I got the call a few days ago (they give you a call first in case you want to decline the nomination), but now it’s public knowledge: “The New Mother” has been nominated for best novella, on a list with some of the best fiction I read in the last year, and much more that I’m excited to discover. I’m profoundly grateful to all who nominated me, and to Sheila Williams, who believed in me enough to give me a twenty thousand word chunk of Asimov’s. That’s twenty thousand words of ink and paper, twenty thousand words she therefore didn’t give to someone else with fans and a reputation. It’s still hard to believe my imaginary people merited that. But I found out I was a finalist while I was finishing up a treatment for a television series based on the story, so you may yet get to see more of Tess and Judy.

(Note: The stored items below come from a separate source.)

PR #1046, opened 2016-04-12
Replaced collect with map

Dantemss:
By popular request


app/controllers/api/v1/courses_controller.rb
```diff
@@ -82,7 +82,7 @@ def tasks
     # back an empty list of tasks
     course = Entity::Course.find(params[:id])
     tasks = GetCourseUserTasks[course: course, user: current_human_user]
-    output = Hashie::Mash.new('items' => tasks.collect{|t| t.task})
+    output = Hashie::Mash.new('items' => tasks.collect(&:task))
```
jpslav: missed this one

I’m typing this from my parents’ house in San Antonio, where we’ll soon all go out for a celebratory meal. But this afternoon I’m sitting with a book from their library, one that came out when I was twelve. Two decades ago science fiction seemed a naturally occurring phenomenon, something to be admired from afar like a rainbow or mountain range. Now it’s a close, living thing, full of friends and colleagues. I’ve many goals yet unmet, but today it feels nice to turn around and look back at the path trailing into my childhood, appreciate how far I’ve come.

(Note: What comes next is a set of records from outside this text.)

PR #1047, opened 2016-04-12
Multi part exercise support

jpslav:
## Summary of Key Changes

* When a multipart exercise is assigned, its parts each become separate task steps presented in order in the task (see exception in "TODO" below).
* Each exercise step JSON now has new `is_in_multipart` and `question_id` fields.  See below for documentation.
* The frontend will need to see when steps in sequence have the `is_in_multipart` field set to true to collapse these steps visually into one display.  Alternatively, the FE can find the steps that all share the same URL to recognize that those are parts of a multipart.
* The `question_id` likely doesn't need to be used right now by the FE.  Where it could be used is to report errors on individual exercise parts.  We got robert to make the errata reporting global for one multipart, but with the `question_id` we could conceivably go back to reporting errors on each part (I don't know much about the errata mechanism tho).
* The task review endpoint now has its `exercises` field content broken up so that we can report on multiple questions per exercise.

## New Fields in Step JSON

```ruby
    property :is_in_multipart,
             writeable: false,
             readable: true,
             schema_info: {
               required: true,
               description: "If true, indicates this object is part of a multipart"
             }

    property :question_id,
             type: String,
             writeable: false,
             readable: true,
             schema_info: {
               required: true,
               description: "The ID of the part, present even if there is only one part."
             }
```

The Task review endpoint now has this structure for the `exercises` field:

```ruby
{
  ...
  exercises: [
    {
      content: # the exercise JSON *without* selected answer counts,
      question_stats: [ # new, previously assumed only one question
        {
          question_id: "2932",
          answered_count: 13,
          answer_stats: [ # new, replaces selected counts in `content`
            {
              answer_id: "09022",
              selected_count: 6
            },
            {
              answer_id: "21112",
              selected_count: 7,
            },
            {
              answer_id: "97733",
              selected_count: 0
            }
          ],
          answers: [
            # unchanged from current implementation
          ]
        },
        # more hashes for other question parts
      ],
      average_step_number: 5.2
    }
  ],
  ... 
}
```
## Misc

* Updates `rspec` so that we can use `rspec --only-failures` to just rerun what failed on the last run.

## Questions

1. Is our only way to get test data for the FE to get some multiparts actually on to Exercises?

## TODO

* [x] I'm pretty sure steps for a multipart will only be added sequentially when building the task anew, i.e. if we were inserting a multipart into a task (like to replace a personalized step placeholder) the first part would replace the placeholder and the remaining parts would get tacked on to the end.
* [ ] This PR doesn't yet handle changes to Exchange and BigLearn, but it should be enough for the FE to work with.
* [x] Change `CalculateTaskPlanStats` to appropriately count multipart exercises.  
* [x] Make sure that the scores report counts each part as one exercise (no real reason it shouldn't).
* [x] Migrate existing TEs to populate their new `question_id` field.
* [ ] More specs


jpslav:
@Dantemss if you need a break and want to do an intermediate code review, that'd be welcome.

app/routines/task_exercise.rb
```diff
@@ -1,18 +1,40 @@
...
+    task ||= task_step.try(:task)
+    fatal_error(code: :cannot_get_task) if task.nil?
+
+    parts = exercise.content_as_independent_parts
+
+    outputs[:task_steps] = parts.each_with_index.map do |part, ii|
+
+      # Make sure that all steps after the first exercise part get their own new step
+      task_step = nil if ii > 0
+      task_step ||= Tasks::Models::TaskStep.new
```
Dantemss: Could just make `task` mandatory and remove the `task_step` argument. You can safely ignore the unsaved steps in the FragmentAssistant.

Dantemss: Oh I supppose you'd have to skip that last bit of the assistant where the step is added... hmmm....

Dantemss: Actually looking at the changes you did to the assistant, I think it should be possible to do this.

Dantemss:
Looks good to me, but wait until FE is ready to merge.

Dantemss:
Unless you are confident they can handle the base case (1 part) right now :)

app/routines/task_exercise.rb
jpslav: The code that replaces placeholders needs to pass in a specific step.

app/routines/calculate_task_stats.rb
```diff
@@ -6,36 +6,64 @@ class CalculateTaskStats
...
-  def answer_stats_for_tasked_exercises(tasked_exercises)
-    tasked_exercises.first.answer_ids.each_with_object({}) do |answer_id, hash|
-      hash[answer_id] = tasked_exercises.select{ |te| te.answer_id == answer_id && \
-                                                      te.completed? }.count
+  def assignee_names_for(task)
+    (@names ||= {})[task.id] ||= ->() {
+      roles = task.taskings.map(&:role)
+      users = run(:get_users_for_roles, roles).outputs.users
+      users.map(&:name)
+    }.call
```
Dantemss: Don't think this lambda is doing anything... Remove it?

app/subsystems/content/models/exercise.rb
```diff
@@ -43,7 +43,24 @@ def cnxmods
...
+
+  def content_as_independent_questions
+    @content_as_independent_questions ||= ->() {
+      exercise_json = parsed_json
+      questions = exercise_json['questions']
+      questions.map do |question|
+        exercise_json['questions'] = [question]
+        {id: question['id'], content: exercise_json.to_json}
+      end
+    }.call
```
Dantemss: Same here.

Dantemss: Hm and maybe we should keep these JSON parsing things in the same object (I was keeping them in the `OpenStax::Exercises::V1::Exercise`

spec/routines/task_exercise_spec.rb
```diff
@@ -6,16 +6,71 @@
...
+    expect(task.task_steps[2].tasked.question_id).to eq question_ids[1]
+    expect(task.task_steps[3]).to eq exercise_step
+
+    expect(task.task_steps[1].tasked.is_in_multipart).to be_truthy
+    expect(task.task_steps[2].tasked.is_in_multipart).to be_truthy
+    expect(task.task_steps[3].tasked.is_in_multipart).to be_falsy
+
+    expect(task.task_steps[1].tasked.content).to match("(0)")
+    expect(task.task_steps[2].tasked.content).to match("(1)")
+  end
```
jpslav: nice - thanks!

jpslav:
Ready for simultaneous merge with FE

app/subsystems/content/routines/import_exercises.rb
```diff
@@ -24,7 +24,7 @@ def exec(ecosystem:, page:, query_hash:)
 
     exercise_pages = wrappers.map do |wrapper|
       # Don't import multipart questions for now
-      next if wrapper.is_multipart?
+      # next if wrapper.is_multipart?
```
nathanstitt: I think this can be removed altogether 😁

nathanstitt: This can be removed altogether 😁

Eons ago in 2010 I had my first publication in Asimov’s, a near future SF short story about oceanic technology and global politics titled “Adrift.” I wrote the first draft as part of my Clarion application, and revised it through a haze of pain and drugs during the ten post-Clarion months I was bedridden with Crohn’s disease. I sent it out, got rejected, sent it out again, just going through the motions, the vast majority of my attention consumed by the slow struggle back towards health and the contemporaneous crumble of my long term relationship. September of 2009 found me living alone in an apartment, in a body warped beyond recognition by a long course of prednisone, wondering where the last year had gone. So when I heard from Sheila Williams that she wanted to buy this story for Asimov’s, the good news struck me as a sparkle from very far away. It was like being gifted a fragment from the life I’d thought I’d have, the one where I left Clarion with artistic momentum, wrote more stories, applied to graduate school, began to focus on having a writing career.